THE TASK:
Establish how many lines below contain the string "best". Respond with that number alone.

SUPPLIED ENTRIES:
--- START ---

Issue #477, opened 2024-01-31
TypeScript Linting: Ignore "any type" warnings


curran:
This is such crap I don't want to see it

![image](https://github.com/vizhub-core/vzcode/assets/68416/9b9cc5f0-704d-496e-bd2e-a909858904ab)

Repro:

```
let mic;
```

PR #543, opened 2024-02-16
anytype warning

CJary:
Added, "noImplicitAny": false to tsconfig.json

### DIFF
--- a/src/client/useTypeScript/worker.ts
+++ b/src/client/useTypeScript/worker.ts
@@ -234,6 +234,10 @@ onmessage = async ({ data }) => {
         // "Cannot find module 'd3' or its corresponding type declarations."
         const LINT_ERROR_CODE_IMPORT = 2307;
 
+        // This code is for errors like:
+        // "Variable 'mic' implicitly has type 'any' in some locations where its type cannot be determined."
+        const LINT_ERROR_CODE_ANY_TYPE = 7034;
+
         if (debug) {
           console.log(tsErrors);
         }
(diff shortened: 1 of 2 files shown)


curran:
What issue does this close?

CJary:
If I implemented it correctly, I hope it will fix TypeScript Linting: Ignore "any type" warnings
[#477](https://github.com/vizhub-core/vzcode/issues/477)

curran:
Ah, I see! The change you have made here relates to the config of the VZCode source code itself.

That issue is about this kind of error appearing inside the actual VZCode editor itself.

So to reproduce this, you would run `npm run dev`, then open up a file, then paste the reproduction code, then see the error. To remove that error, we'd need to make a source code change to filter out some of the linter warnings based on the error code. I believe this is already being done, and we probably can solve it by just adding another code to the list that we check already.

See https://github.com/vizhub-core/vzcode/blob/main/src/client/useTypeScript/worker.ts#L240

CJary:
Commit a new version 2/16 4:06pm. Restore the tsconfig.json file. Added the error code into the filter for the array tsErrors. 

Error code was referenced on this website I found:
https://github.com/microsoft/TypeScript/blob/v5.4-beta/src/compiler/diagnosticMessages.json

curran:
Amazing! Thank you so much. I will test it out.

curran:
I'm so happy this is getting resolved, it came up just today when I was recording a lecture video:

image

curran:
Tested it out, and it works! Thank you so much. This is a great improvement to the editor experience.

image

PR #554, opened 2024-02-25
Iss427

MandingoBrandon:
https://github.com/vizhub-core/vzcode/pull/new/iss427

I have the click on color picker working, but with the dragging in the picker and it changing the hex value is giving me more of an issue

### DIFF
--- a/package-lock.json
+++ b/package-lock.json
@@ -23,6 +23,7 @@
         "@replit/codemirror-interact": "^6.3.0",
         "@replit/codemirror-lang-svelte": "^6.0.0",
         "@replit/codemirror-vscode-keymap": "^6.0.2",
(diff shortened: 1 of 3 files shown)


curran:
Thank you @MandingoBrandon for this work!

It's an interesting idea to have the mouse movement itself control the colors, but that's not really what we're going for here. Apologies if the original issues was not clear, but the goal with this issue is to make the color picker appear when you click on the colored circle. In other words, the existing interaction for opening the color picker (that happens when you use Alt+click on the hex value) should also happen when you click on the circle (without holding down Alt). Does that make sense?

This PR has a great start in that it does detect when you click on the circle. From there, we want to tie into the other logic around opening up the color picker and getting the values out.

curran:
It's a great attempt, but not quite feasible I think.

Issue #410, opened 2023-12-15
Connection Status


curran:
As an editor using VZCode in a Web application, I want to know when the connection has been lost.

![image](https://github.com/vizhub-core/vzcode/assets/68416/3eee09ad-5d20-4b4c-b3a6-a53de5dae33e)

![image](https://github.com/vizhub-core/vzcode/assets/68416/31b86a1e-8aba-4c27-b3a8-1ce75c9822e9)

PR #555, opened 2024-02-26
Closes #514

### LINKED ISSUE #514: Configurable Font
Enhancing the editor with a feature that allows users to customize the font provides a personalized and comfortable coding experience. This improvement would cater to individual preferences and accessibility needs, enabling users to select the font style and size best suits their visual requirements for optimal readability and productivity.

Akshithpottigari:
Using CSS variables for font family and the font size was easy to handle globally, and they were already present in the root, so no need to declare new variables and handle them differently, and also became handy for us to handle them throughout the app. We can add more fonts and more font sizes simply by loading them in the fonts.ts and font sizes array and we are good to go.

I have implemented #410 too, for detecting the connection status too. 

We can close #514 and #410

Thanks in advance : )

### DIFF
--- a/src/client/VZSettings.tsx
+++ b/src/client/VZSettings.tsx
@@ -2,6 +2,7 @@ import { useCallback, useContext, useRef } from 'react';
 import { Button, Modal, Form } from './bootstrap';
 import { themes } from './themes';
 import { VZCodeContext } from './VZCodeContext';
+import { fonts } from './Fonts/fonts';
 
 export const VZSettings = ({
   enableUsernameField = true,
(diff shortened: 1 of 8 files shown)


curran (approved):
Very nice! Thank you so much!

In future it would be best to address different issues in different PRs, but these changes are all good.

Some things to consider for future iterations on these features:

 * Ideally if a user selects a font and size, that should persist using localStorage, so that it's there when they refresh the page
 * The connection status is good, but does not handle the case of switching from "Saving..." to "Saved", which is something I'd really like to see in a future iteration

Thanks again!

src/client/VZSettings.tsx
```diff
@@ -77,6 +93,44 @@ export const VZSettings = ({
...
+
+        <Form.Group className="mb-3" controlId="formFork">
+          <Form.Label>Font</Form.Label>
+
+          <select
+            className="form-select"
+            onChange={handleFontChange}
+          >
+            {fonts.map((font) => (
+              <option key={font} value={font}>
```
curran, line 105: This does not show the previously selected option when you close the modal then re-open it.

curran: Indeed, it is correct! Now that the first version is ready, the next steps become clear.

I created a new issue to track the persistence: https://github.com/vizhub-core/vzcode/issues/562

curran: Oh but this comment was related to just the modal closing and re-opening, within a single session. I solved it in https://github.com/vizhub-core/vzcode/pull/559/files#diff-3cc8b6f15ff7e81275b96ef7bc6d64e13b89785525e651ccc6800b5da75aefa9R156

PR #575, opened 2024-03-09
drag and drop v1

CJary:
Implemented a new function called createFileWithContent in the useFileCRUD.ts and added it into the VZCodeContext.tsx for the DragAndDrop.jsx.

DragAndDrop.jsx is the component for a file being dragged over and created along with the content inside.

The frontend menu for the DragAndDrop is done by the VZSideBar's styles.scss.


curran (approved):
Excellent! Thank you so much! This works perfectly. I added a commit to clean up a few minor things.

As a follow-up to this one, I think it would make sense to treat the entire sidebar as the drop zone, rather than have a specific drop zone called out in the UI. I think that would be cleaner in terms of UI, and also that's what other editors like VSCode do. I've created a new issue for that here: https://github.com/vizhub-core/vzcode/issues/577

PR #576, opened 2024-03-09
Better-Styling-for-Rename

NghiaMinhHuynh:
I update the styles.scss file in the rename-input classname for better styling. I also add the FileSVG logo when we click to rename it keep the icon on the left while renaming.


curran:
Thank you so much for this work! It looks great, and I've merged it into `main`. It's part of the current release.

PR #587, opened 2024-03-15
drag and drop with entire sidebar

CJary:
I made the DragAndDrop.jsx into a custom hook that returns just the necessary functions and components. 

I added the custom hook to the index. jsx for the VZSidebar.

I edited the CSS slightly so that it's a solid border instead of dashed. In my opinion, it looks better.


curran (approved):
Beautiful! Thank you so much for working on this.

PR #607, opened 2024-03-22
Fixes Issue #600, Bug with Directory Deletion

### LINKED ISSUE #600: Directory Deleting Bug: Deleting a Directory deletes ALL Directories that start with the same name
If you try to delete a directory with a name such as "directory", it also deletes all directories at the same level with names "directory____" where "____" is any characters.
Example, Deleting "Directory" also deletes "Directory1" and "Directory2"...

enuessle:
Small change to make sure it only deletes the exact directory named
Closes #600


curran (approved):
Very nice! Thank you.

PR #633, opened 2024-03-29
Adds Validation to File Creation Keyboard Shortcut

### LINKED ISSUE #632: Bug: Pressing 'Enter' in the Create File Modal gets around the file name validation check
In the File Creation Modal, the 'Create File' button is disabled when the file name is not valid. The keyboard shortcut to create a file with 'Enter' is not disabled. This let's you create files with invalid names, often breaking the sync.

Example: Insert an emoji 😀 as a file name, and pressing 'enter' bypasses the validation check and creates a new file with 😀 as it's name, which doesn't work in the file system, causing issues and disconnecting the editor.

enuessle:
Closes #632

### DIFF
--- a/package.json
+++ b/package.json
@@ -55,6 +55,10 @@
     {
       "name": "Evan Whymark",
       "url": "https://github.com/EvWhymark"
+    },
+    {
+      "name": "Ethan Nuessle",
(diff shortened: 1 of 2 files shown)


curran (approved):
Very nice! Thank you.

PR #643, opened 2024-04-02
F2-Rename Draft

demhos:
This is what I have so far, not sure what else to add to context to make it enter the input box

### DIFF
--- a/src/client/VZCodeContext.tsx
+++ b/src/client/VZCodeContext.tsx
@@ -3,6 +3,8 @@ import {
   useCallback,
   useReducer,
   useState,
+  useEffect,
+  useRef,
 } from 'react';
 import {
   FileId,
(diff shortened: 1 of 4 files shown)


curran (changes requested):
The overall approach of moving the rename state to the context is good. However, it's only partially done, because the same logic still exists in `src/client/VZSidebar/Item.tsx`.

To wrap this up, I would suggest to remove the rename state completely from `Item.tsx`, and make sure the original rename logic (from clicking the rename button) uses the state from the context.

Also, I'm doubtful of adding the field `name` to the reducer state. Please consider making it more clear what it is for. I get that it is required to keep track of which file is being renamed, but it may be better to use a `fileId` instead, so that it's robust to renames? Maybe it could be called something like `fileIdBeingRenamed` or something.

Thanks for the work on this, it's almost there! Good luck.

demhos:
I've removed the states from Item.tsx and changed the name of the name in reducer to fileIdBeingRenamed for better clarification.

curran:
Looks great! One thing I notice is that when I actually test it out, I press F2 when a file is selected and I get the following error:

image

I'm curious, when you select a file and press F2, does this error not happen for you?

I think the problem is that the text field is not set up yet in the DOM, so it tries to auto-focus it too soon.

--- END ---

TASK RESPONSE:
2